PR #261, opened 2018-06-12
change -march=ivybridge to native

sethtroisi:
I'm not sure if this is the right way to pass COPT around.

Alternatively I can run 's/ivybridge/native/'


amj:
I think this needs to be a CC_OPTS environment variable, and the variable needs to be set in the Dockerfiles for cc-base/cc-player/cc-evaluator.  The packages we build for our clusters need to be --ivybridge, otherwise you get a package made with whatever your dev machine is, which then doesn't match the arch in GCP.

sethtroisi:
I tried verifying the dockerfile but this [line](https://github.com/tensorflow/minigo/blob/master/cluster/base/Dockerfile#L65) failed, I suspect it's wrong but I think that's out of scope for this PR.

amj:
how did it fail?  did you run it via the makefile?

sethtroisi:
I ran `sudo docker build cluster/base/` and that failed because a staging directory wasn't set.

I see now that if I used the makefile it would probably setup a staging directory.

sethtroisi:
I succedded in building this and verified that --copt=ivybridge was passed to both configure_tensorflow and bazel I didn't upload or run the image but I'm considering it 95% verified.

• • •

Action item
Whenever a line includes the word "this", pull it out of the entries.

Response
I'm not sure if this is the right way to pass COPT around.
I think this needs to be a CC_OPTS environment variable, and the variable needs to be set in the Dockerfiles for cc-base/cc-player/cc-evaluator.  The packages we build for our clusters need to be --ivybridge, otherwise you get a package made with whatever your dev machine is, which then doesn't match the arch in GCP.
I tried verifying the dockerfile but this [line](https://github.com/tensorflow/minigo/blob/master/cluster/base/Dockerfile#L65) failed, I suspect it's wrong but I think that's out of scope for this PR.
I succedded in building this and verified that --copt=ivybridge was passed to both configure_tensorflow and bazel I didn't upload or run the image but I'm considering it 95% verified.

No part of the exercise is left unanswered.